According to 2020 Census estimates, the workforce in Moulton was divided among the following industrial categories:

  • Manufacturing (24.3 percent)
  • Educational services, and health care and social assistance (18.9 percent)
  • Retail trade (14.5 percent)
  • Professional, scientific, management, and administrative and waste management services (9.6 percent)
  • Construction (7.3 percent)
  • Finance and insurance, and real estate and rental and leasing (6.8 percent)
  • Arts, entertainment, recreation, accommodation, and food services (6.2 percent)
  • Transportation and warehousing and utilities (6.2 percent)
  • Public administration (4.0 percent)
  • Other services, except public administration (1.4 percent)
  • Wholesale trade (0.8 percent)


Moulton is part of the Lawrence County Public School System. The city itself has one elementary school and one middle school. The Lawrence County High School draws students from a multi-city area.

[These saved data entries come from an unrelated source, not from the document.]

Issue #10549, opened 2024-06-27
The users list in the organization settings should be paginated (or load incrementally)


TuringLovesDeathMetal:
### Description

One of our users has > 1500 users in the organization. This means that when the users page loads int he org settings, it freezes and takes a minute or two to actually load. 

Instead, this list should be paginated or should load incrementally to avoid this lag. 

<img width="967" alt="image" src="https://github.com/lightdash/lightdash/assets/31848148/c38fee17-156c-4a56-af99-607e9674b82e">

PR #10681, opened 2024-07-10
feat: user list pagination

almeidabbm:
Closes: #10549 

### Description:

- Adds pagination to user list
- Adds backend search (using regex matching) so that we're able to search paginated results instead of just results on each page

Note: tried using different libs that already implemented pagination but there was always some problem with typescript types coming from knex. Ended up deciding on our own pagination so that we can maintain it as we go and add functionality to it if needed

https://github.com/lightdash/lightdash/assets/22939015/251f428e-8e35-4d5e-831d-b80ea04be309

### Reviewer actions

### DIFF
--- a/packages/backend/src/controllers/organizationController.ts
+++ b/packages/backend/src/controllers/organizationController.ts
@@ -10,6 +10,7 @@ import {
     ApiSuccessEmpty,
     CreateGroup,
     CreateOrganization,
+    IKnexPaginateArgs,
     OrganizationMemberProfileUpdate,
     UpdateAllowedEmailDomains,
     UpdateOrganization,
@@ -175,13 +176,24 @@ export class OrganizationController extends BaseController {
     async getOrganizationMembers(
         @Request() req: express.Request,
         @Query() includeGroups?: number,
+        @Query() pageSize?: number,
+        @Query() page?: number,
     ): Promise<ApiOrganizationMemberProfiles> {
         this.setStatus(200);
+        let paginateArgs: IKnexPaginateArgs | undefined;
+
+        if (pageSize && page) {
+            paginateArgs = {
+                page,
+                pageSize,
+            };
+        }
+
         return {
             status: 'ok',
             results: await this.services
                 .getOrganizationService()
-                .getUsers(req.user!, includeGroups),
+                .getUsers(req.user!, includeGroups, paginateArgs),
         };
     }
 
--- a/packages/backend/src/controllers/organizationController.ts
+++ b/packages/backend/src/controllers/organizationController.ts
@@ -10,7 +10,7 @@ import {
     ApiSuccessEmpty,
     CreateGroup,
     CreateOrganization,
-    IKnexPaginateArgs,
+    KnexPaginateArgs,
     OrganizationMemberProfileUpdate,
     UpdateAllowedEmailDomains,
     UpdateOrganization,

Moulton lies on State Road 33, which runs north-south through the city, and State Road 24, which runs east-west through the city, as does County Road 460. Henson Field Airport serves general aviation.

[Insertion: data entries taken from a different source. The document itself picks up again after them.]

PR #10685, opened 2024-07-10
chore: add bar chart config

magnew:
Closes: 

### Description:

Adds config options for bar chart
- rename axes
- rename series
- also updates chart style

### Reviewer actions

### DIFF
--- a/packages/common/src/transformers/BarChartDataTransformer.ts
+++ b/packages/common/src/transformers/BarChartDataTransformer.ts
@@ -59,10 +59,10 @@ export class BarChartDataTransformer {
                     return newRow;
                 }),
             },
-            series: series?.map((s) => ({
+            series: series?.map((s, idx) => ({
                 dimensions: [xField, s.reference],
                 type: 'bar',
-                name: s.name,
+                name: axes?.y[idx]?.label ?? s.reference,
                 encode: {
                     seriesName: s.reference,
                     x: xField,
--- a/packages/common/src/transformers/BarChartDataTransformer.ts
+++ b/packages/common/src/transformers/BarChartDataTransformer.ts
@@ -13,7 +13,7 @@ export class BarChartDataTransformer {
     public getEchartsSpec(config: BarChartConfig) {
         const data = this.transformer.getRows();
         const columns = this.transformer.getColumns();
-        const { axes } = config || { axes: undefined };
+        const { axes, series } = config || { axes: undefined };
 
         const xField = columns[0];
         const yField = columns[1];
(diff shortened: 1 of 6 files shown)


packages/frontend/src/features/sqlRunner/store/sqlRunnerSlice.ts
```diff
@@ -56,10 +56,11 @@ export const sqlRunnerSlice = createSlice({
         setProjectUuid: (state, action: PayloadAction<string>) => {
             state.projectUuid = action.payload;
         },
-        setInitialResultsTableConfig: (
+        setInitialResultsAndSeries: (
```
magnew, line 59: I combined the chart and table reducers here to avoid a double-dispatch. There are other ways to do this if you'r prefer.

packages/frontend/src/features/sqlRunner/store/sqlRunnerSlice.ts
```diff
@@ -75,10 +62,42 @@ export const sqlRunnerSlice = createSlice({
...
+                        reference: Object.keys(action.payload[0])[0],
+                        label: Object.keys(action.payload[0])[0],
+                    },
+                    y: [
+                        {
+                            reference: Object.keys(action.payload[0])[1],
+                            label: Object.keys(action.payload[0])[1],
+                        },
+                    ],
+                },
```
joaoviana, line 92:
```suggestion
               const [xKey, yKey] = Object.keys(action.payload[0]);

const axes = {
    x: {
        reference: xKey,
        label: xKey,
    },
    y: [
        {
            reference: yKey,
            label: yKey,
        },
    ],
};
```

could do something like this, but just a nit-pick

packages/common/src/types/visualizations.ts
```diff
@@ -17,18 +17,19 @@ export type BarChartConfig = {
...
             reference: string;
-            position: 'left' | 'right';
+            position?: 'left' | 'right';
             label: string;
         }[];
     };
     series: {
         reference: string;
         yIndex: number;
+        name: string;
```
joaoviana, line 32: I believe the `label` of the `y` should be used instead of adding a `name` here.

So, for a serie X, I have a `yIndex`.
I can attribute a `label` to `y`
That should be updated and the `axes.y[serie.yIndex]` will get the `label` for us. That way you don't need to add `name`

LMK if you want to chat about this

packages/common/src/transformers/BarChartDataTransformer.ts
```diff
@@ -43,15 +59,16 @@ export class BarChartDataTransformer {
                     return newRow;
                 }),
             },
-            series: columns.slice(1).map((s) => ({
-                dimensions: [xField, s],
+            series: series?.map((s) => ({
```
joaoviana, line 62: 😍

joaoviana (commented):
Some considerations on the `series` type

packages/frontend/src/features/sqlRunner/store/sqlRunnerSlice.ts
magnew: I did something similar

packages/common/src/types/visualizations.ts
magnew: Updated.

I feel like we might end up going back to separating series and axis config cause this makes it so you can set series labels separately from the axes, but this is fine. Echarts separates axis and series config un propose so you can do things like name the axes differently than the series or have multiple series on an axis.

Events and Places of Interest

Oakville Indian Mounds Moulton lies just north of the William B. Bankhead National Forest, which offers numerous opportunities for outdoor recreation. The Prairie Grove Glades, a Nature Conservancy preserve, offers visitors views of rare plants on 191 acres just outside Moulton. Also nearby are the Oakville Indian Mounds, which were built by Native Americans during the Woodland Period, some 2,000 years ago.

Events in Moulton include the Fiddle Fest held in August and the Strawberry Festival in May. Also each May, the county celebrates the Annual Cherokee River Homecoming Indian Festival, which features Native American crafts, foods, and games as well as dances and demonstrations of traditional activities.

Additional Resources

The Heritage of Lawrence County. Clanton, Ala.: Heritage Publishing Consultants, 1998.

Mullican, Anna Lynn. Images of America Series: Lawrence County. Charleston, S.C.: Arcadia Publishing, 2022.